JAKARTA • The outlook for interest rates in South-east Asia's two biggest economies is upward even after mixed inflation data yesterday.
In Thailand, rising food and energy costs boosted inflation to 1.6 per cent last month, the highest in almost four years, adding to the case for the Bank of Thailand to deliver its first rate hike since 2011.
The policy rate of 1.5 per cent is now below inflation, making the economy only the second one in South-east Asia, alongside the Philippines, to have a negative real interest rate.
Separately, data showed consumer-price growth in Indonesia was little changed at 3.2 per cent last month.

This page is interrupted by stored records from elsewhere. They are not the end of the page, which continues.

PR #1238, opened 2024-02-23
feat(Validium): Abstract `GasAdjuster` struct into a trait

ilitteri:
## What ❔

Abstracts `GasAdjuster` struct into a trait which is implemented by new structs `RollupGasAdjuster` and `ValidiumGasAdjuster`

## Why ❔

While that is well within Bank Indonesia's (BI) 2.5 per cent to 4.5 per cent target band and should offer some respite to policymakers, the rupiah's slide to a two-decade low against the dollar will put pressure on the central bank to hike rates for a fifth time this year.
Nomura Holdings economist Euben Paracuelles sees both central banks hiking rates this year.
Inflation is not the "main driver of BI's policy decisions at the moment", and he said the subdued figures do not change his forecast of another increase at the September policy meeting.
Nomura's base case is also for a 25 basis-point increase in the Bank of Thailand's policy rate on Sept 19, although recent comments from the bank's governor Veerathai Santiprabhob have lowered the probability.
Mr Veerathai said in an interview on Saturday that the central bank does not face immediate pressure to tighten monetary policy like other emerging-market peers.
Indonesia's rupiah has slumped more than 8 per cent against the dollar this year, while the Thai baht is down 0.4 per cent.